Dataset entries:
Start of Block

PR #584, opened 2021-08-04
ARC-423: Add support for Feature Flags

thombergs:
This adds feature flag support with LaunchDarkly. In LaunchDarkly, we can target feature flags per jiraHost URL, so we can do percentage rollouts and the like.

This PR also removes the `MAINTENANCE_MODE` env var, because the maintenance mode is now controlled via the `maintenance-mode` feature flag.


src/config/feature-flags.ts
```diff
@@ -0,0 +1,138 @@
...
+	createLaunchDarklyUser(jiraHost: string): LDUser {
+		const hash = crypto.createHash("sha1");
+		hash.update(jiraHost)
+		const hashAsHex = hash.digest("hex");
+		return {
+			key: hashAsHex
+		}
+	}
+
+	booleanValue(flag: string, jiraHost: string, defaultValue: boolean): Promise<boolean> {
```
KAbakumovAtl, line 60: Hence we not always having Jira context, should we have a method which doesn't accepts jiraHost and returns value for "default user"? 

For example, during webhook processing we don't have jira instance.

thombergs: I thought about adding such a function, but decided against it because I wanted to force the developer into the default of having a feature flag that is scoped via jiraHostUrl. 

During webhook processing, the maintenance window feature flag activates only after it knows which jiraHost the webhook belongs to.

src/config/env.ts
```diff
@@ -40,11 +40,9 @@ const envVars: EnvVars = {
 	NODE_ENV: nodeEnv,
 	SENTRY_DSN: process.env.SENTRY_DSN,
 	PROXY: getProxyFromEnvironment(),
-	MAINTENANCE_MODE: BooleanEnum[process.env.MAINTENANCE_MODE] || BooleanEnum.false,
+	LAUNCHDARKLY_KEY: process.env.LAUNCHDARKLY_KEY,
```
thombergs, line 43: I stashed the LaunchDarkly keys as secrets for the `ddev`, `stg-west`, and `prod-west` environments so that it connects to the proper LaunchDarkly project for the given environment.

src/config/feature-flags.ts
KAbakumovAtl: Ok, I guess we can add if we'll really need it in the future

KAbakumovAtl (approved):

src/config/feature-flags.ts
```diff
@@ -0,0 +1,138 @@
...
+		const user = this.createLaunchDarklyUser(jiraHost);
+		logger.info(`resolving feature flag "${flag}" for jiraHost "${jiraHost}" (hash: "${user.key}")`);
```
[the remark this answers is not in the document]
thombergs: good catch. that was just for testing. I'll remove it completely.

mboudreau (changes requested):
Seems a bit complicated for a feature flagging system that only has 2 functions.  I'd go for a simpler approach:

```
import LaunchDarkly from "launchdarkly-node-server-sdk";
import { getLogger } from "./logger";
import envVars from "./env";

const logger = getLogger("feature-flags");

const launchdarklyClient = LaunchDarkly.init(envVars.LAUNCHDARKLY_KEY, {
	logger,
	offline: !envVars.LAUNCHDARKLY_KEY
});

export enum BooleanFlags {
	MAINTENANCE_MODE = "MAINTENANCE_MODE",
	OTHER_BOOLEAN_FLAG = "OTHER_FLAG",
}

export enum StringFlags {
	OTHER_STRING_FLAG = "OTHER_STRING_FLAG",
}

interface FeatureFlagUser {
	id: string;
	secondary?: string;
	name?: string;
}


const getLaunchDarklyValue = async (flag: BooleanFlags | StringFlags, defaultValue: boolean | string, user?: FeatureFlagUser): Promise<boolean | string> => {
	try {
		await launchdarklyClient.waitForInitialization();
		const userhash = user ? launchdarklyClient.secureModeHash({
			key: user.id,
			secondary: user.secondary,
			name: user.name
		}) : "global";
		logger.info(`Resolving boolean value "${flag}" (hash: "${userhash}")`);
		return launchdarklyClient.variation(flag, { key: userhash }, defaultValue);
	} catch (err: unknown) {
		logger.error(`Error resolving boolean value "${flag}"`, err);
		return defaultValue;
	}
}

export const booleanValue = async (flag: BooleanFlags, defaultValue: boolean, user?: FeatureFlagUser): Promise<boolean> => 
	Boolean(await getLaunchDarklyValue(flag, defaultValue, user));

export const stringValue = async (flag: StringFlags, defaultValue: string, user?: FeatureFlagUser): Promise<string> => 
	String(await getLaunchDarklyValue(flag, defaultValue, user));
```
For the unit tests/mocking, we would just need to do `jest.mock("../../sc/config/feature-flags")` then mock the implementation for the specific parameters coming in.

src/config/feature-flags.ts
```diff
@@ -0,0 +1,50 @@
...
+	logger,
+	offline: !envVars.LAUNCHDARKLY_KEY
+});
+
+export enum BooleanFlags {
+	MAINTENANCE_MODE = "maintenance-mode",
+}
+
+export enum StringFlags {
+	OTHER_STRING_FLAG = "other-string-flag",
```
mboudreau, line 18: Should probably remove this for now until we have a flag for it.

src/frontend/app.ts
```diff
@@ -172,7 +173,15 @@ export default (octokitApp: App): Express => {
 	app.get("/jira/atlassian-connect.json", getJiraConnect);
 
 	// Maintenance mode view
-	app.use((req, res, next) => (isMaintenanceMode() ? getMaintenance(req, res) : next()));
+	app.use(async (req, res, next) => {
+		if (!req.session.jiraHost) {
+			// we only activate the maintenance mode for requests that are bound to a jira host
+			next();
+		} else {
```
mboudreau, line 180: This doesn't mate sense.  There's other calls that might not use or have access to the session.  And you'd think if the maintenance mode is global that it would display the maintenance page.

src/frontend/app.ts
```diff
@@ -172,7 +173,15 @@ export default (octokitApp: App): Express => {
...
+			await booleanFlag(BooleanFlags.MAINTENANCE_MODE, false, req.session.jiraHost) ? getMaintenance(req, res) : next();
```
mboudreau, line 181: are we just the await is waiting for `booleanFlag` here? or is just waiting for the ternary operator output?

src/github/middleware.ts
```diff
@@ -123,6 +117,12 @@ export default (
 		);
 		for (const subscription of subscriptions) {
 			const { jiraHost } = subscription;
+
+			if (await booleanFlag(BooleanFlags.MAINTENANCE_MODE, false, jiraHost)) {
+				context.log(`Maintenance mode ENABLED for jira host ${jiraHost} - Ignoring event of type ${webhookEvent}`);
+				continue;
+			}
```
mboudreau, line 124: Why are we putting this in subscriptions if the feature flag is based on the installation?

src/worker/main.ts
```diff
@@ -135,7 +135,7 @@ const sentryMiddleware = (jobHandler) => async (job) => {
 
 const commonMiddleware = (jobHandler) => sentryMiddleware(jobHandler);
 
-export const start = (): void => {
+export const start = async () => {
```
mboudreau, line 138: This isn't async... or at least, if it is, it's missing awaits

test/unit/maintenance/__snapshots__/maintenance.test.ts.snap
```diff
@@ -1,105 +1,5 @@
...
-  ],
-  "vendor": Object {
-    "name": "Atlassian",
-    "url": "https://atlassian.com",
-  },
-}
-`;
-
-exports[`Maintenance Frontend Maintenance should return 503 for any frontend routes 1`] = `Object {}`;
-
```
mboudreau, line 102: Where'd this all go?  Your tests are probably not working as it should as the snapshot should be the same.

mboudreau (commented):
There's some major problems in the diff of `test/unit/maintenance/maintenance.test.ts`

src/config/feature-flags.ts
thombergs: TypeScript complains when I remove it. I'll just leave it in for future reference.

src/frontend/app.ts
thombergs: Since the feature flags now support an empty jiraHost, I removed the special case.

src/frontend/app.ts
thombergs: I split it up now to make sure that we're only awaiting the `booleanFlag`.

src/github/middleware.ts
thombergs: Because the `Installations` table doesn't have the `githubInstallationId`, funnily enough :). So I can't resolve the `jiraHost` via the `Installations` table.

test/unit/maintenance/__snapshots__/maintenance.test.ts.snap
thombergs: No clue why GitHub shows this as deleted. It's still there: https://github.com/atlassian/github-for-jira/blob/feature-flags/test/unit/maintenance/__snapshots__/maintenance.test.ts.snap

thombergs:
@mboudreau addressed most comments. Not sure what you mean with "major issues" in `test/unit/maintenance/maintenance.test.ts`. The warning that we're using hardcoded credentials? I think that can be safely ignored.

mboudreau:
If you look at the diff, maintenance mode is missing several tests and the snapshot is essentially completely gone.  Your change shouldn't have affected this as drastically, especially not the snapshot.

thombergs:
@mboudreau I don't see an issue with that. I removed the test that checks the content of the atlassian-connect.js, because there is another test that checks for the status code, which is a more stable test. Since this test is removed, it doesn't need the snapshot for atlassian-connect.js anymore, and that's why the snapshot was modified.

mboudreau:
Status code can be deceiving and I specifically looked at the contents of connect.json because it needs to return the correct information for the installation while in maintenance mode, which is a specific use case.   There could be a case where a 200 status is returned with the maintenance mode HTML instead - which I need to do as part of the marketplace interceptor.

thombergs:
@mboudreau alright, re-added the test case

mboudreau (approved):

End of Block

In the data above, find each line that uses the string "name". Copy it.

	name?: string;
			name: user.name
-    "name": "Atlassian",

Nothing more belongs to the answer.